§ TASK OBJECTIVE:
Every line that holds the word "libobs" needs to be copied from the data below.
───── EXTRACTED RECORDS
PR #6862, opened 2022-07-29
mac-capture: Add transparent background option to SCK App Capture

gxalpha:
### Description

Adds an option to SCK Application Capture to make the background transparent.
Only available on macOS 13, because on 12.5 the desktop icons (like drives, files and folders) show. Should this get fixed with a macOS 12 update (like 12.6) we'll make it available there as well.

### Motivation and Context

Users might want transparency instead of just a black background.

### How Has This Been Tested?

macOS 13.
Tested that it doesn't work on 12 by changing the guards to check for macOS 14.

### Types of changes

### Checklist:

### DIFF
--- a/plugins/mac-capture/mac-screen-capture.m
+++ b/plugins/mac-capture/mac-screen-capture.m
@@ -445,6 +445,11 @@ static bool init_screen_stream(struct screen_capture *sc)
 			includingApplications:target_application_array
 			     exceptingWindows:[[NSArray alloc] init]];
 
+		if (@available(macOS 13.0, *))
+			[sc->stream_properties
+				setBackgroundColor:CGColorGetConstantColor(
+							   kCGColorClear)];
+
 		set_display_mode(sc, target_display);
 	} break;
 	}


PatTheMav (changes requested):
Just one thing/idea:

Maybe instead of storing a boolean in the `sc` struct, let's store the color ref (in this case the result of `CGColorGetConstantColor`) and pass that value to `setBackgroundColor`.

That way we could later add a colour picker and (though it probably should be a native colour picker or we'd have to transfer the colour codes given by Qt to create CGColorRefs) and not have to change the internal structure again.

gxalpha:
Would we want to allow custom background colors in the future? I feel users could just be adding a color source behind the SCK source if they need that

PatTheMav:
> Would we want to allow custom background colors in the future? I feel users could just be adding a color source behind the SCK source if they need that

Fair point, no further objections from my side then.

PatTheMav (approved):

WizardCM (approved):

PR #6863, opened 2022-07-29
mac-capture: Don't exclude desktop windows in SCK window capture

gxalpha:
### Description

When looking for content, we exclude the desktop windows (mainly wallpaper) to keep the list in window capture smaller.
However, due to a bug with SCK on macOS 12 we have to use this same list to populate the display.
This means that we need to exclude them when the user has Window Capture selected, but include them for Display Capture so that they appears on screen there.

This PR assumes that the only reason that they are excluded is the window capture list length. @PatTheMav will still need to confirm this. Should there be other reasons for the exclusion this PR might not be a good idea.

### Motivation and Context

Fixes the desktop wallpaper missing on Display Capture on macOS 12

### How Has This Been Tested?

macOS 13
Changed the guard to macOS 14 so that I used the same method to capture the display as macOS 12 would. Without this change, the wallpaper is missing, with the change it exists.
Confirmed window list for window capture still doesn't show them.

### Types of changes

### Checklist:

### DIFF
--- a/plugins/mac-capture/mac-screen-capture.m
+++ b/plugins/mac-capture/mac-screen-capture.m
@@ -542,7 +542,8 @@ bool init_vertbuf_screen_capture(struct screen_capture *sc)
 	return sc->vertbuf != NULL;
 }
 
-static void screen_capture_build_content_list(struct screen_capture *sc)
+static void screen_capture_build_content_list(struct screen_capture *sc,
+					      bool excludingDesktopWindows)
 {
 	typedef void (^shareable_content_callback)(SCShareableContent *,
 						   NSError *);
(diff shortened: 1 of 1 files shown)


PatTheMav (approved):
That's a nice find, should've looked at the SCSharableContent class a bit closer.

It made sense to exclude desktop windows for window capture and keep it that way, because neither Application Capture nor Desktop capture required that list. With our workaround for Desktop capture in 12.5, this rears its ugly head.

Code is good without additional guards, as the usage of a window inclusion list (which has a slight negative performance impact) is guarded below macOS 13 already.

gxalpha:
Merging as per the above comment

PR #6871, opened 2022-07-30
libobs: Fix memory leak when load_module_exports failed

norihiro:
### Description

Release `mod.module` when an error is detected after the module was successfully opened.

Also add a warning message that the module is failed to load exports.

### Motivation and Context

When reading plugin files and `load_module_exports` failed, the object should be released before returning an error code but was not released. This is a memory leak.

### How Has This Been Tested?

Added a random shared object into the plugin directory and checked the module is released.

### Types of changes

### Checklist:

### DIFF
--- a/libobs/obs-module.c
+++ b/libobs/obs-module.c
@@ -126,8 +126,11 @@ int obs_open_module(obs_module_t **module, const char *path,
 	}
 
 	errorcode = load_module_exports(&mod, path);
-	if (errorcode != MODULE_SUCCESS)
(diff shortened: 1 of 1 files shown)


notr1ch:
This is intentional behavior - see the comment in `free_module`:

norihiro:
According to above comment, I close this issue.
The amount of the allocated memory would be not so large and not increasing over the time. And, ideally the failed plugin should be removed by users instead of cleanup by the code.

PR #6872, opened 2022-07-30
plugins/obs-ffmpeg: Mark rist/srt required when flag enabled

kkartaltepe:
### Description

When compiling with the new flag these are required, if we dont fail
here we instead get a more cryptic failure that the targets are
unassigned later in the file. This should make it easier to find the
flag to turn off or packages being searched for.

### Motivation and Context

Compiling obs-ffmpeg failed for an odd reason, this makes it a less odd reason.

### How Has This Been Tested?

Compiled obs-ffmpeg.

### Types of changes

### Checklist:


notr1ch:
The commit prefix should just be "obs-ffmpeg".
──────────
───── EXTRACTED RECORDS
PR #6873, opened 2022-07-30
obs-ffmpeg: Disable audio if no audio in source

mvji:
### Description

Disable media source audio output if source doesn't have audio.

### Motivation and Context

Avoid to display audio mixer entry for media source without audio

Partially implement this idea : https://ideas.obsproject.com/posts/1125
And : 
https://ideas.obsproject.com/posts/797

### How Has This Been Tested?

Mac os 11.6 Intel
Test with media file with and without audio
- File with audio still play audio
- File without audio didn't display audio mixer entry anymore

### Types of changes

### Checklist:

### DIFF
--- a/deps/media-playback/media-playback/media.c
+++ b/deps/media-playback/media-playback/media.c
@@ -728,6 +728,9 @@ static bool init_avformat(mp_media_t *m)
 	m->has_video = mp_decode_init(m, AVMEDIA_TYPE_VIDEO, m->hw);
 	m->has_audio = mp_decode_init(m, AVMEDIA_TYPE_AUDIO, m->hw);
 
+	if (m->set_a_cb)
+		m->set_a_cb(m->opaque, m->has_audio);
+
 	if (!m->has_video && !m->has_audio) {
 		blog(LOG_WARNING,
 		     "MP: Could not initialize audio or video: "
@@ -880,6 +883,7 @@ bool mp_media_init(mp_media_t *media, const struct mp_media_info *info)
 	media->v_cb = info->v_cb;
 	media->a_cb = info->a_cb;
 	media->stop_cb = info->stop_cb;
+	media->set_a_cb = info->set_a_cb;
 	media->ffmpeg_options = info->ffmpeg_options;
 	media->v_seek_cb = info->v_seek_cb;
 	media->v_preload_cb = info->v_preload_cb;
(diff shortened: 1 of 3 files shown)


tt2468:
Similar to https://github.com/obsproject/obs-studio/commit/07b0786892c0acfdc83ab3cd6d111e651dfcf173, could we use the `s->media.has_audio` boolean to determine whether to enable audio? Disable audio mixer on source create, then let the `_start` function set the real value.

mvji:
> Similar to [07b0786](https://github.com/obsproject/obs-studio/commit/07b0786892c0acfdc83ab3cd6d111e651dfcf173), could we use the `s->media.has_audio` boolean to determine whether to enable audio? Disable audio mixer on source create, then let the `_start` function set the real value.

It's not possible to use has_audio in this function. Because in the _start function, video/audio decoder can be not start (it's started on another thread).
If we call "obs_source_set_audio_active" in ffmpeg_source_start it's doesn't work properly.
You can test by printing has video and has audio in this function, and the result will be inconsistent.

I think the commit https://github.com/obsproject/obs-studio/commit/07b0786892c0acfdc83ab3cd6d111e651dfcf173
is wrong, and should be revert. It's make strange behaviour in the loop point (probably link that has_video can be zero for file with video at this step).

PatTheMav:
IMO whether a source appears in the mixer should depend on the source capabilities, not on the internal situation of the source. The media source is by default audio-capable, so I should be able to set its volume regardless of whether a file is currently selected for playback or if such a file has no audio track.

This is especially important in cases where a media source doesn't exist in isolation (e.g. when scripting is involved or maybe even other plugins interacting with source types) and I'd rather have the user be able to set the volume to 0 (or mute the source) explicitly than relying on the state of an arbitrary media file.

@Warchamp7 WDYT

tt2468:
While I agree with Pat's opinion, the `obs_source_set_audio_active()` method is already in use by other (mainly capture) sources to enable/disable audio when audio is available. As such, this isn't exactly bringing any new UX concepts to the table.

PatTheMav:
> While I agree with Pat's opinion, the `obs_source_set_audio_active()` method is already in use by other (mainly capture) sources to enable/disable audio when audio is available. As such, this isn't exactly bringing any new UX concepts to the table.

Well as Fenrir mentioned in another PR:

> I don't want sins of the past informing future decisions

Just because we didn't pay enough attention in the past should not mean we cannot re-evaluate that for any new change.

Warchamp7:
──────────
───── EXTRACTED RECORDS
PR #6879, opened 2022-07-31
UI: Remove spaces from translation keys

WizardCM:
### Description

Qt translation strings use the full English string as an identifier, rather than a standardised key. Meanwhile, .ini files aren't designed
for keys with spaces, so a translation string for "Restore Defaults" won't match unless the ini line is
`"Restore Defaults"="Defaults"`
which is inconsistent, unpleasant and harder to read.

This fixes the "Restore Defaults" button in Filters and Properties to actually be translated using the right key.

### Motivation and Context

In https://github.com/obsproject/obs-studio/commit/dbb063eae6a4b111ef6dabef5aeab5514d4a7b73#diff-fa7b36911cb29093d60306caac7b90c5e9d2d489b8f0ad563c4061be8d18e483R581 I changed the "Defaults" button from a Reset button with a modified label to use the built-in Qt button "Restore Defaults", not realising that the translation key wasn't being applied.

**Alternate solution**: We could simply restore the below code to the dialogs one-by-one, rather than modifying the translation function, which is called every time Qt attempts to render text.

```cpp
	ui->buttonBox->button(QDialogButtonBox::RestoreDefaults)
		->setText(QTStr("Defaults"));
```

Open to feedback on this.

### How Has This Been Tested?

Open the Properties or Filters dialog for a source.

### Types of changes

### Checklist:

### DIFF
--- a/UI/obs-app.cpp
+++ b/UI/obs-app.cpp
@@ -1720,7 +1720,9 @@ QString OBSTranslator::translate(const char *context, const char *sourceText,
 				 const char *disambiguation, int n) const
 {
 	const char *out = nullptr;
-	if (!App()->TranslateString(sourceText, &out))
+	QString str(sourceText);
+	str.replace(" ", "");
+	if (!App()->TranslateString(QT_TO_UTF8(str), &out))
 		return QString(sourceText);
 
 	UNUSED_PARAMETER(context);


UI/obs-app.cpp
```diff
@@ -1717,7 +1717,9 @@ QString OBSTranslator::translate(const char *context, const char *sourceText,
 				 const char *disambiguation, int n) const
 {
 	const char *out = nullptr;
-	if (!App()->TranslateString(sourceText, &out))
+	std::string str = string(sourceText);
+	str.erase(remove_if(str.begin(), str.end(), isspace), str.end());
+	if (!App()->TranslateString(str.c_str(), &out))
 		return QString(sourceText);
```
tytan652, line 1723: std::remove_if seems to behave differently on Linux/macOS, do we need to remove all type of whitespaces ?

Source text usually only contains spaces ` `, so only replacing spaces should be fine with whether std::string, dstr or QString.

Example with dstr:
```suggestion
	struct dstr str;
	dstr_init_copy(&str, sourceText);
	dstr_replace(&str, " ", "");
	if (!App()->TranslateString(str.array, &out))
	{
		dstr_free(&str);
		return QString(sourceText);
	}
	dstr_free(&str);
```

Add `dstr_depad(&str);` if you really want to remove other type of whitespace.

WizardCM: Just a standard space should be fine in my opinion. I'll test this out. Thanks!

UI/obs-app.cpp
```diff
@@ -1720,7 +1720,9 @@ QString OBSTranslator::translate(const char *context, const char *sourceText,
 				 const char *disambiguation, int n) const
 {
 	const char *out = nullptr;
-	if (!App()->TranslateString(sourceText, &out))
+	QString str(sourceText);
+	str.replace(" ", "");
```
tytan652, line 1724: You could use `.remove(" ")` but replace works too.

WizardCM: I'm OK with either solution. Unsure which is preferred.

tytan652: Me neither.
──────────
§ SOLUTION FOR THIS TASK:
libobs: Fix memory leak when load_module_exports failed
--- a/libobs/obs-module.c
+++ b/libobs/obs-module.c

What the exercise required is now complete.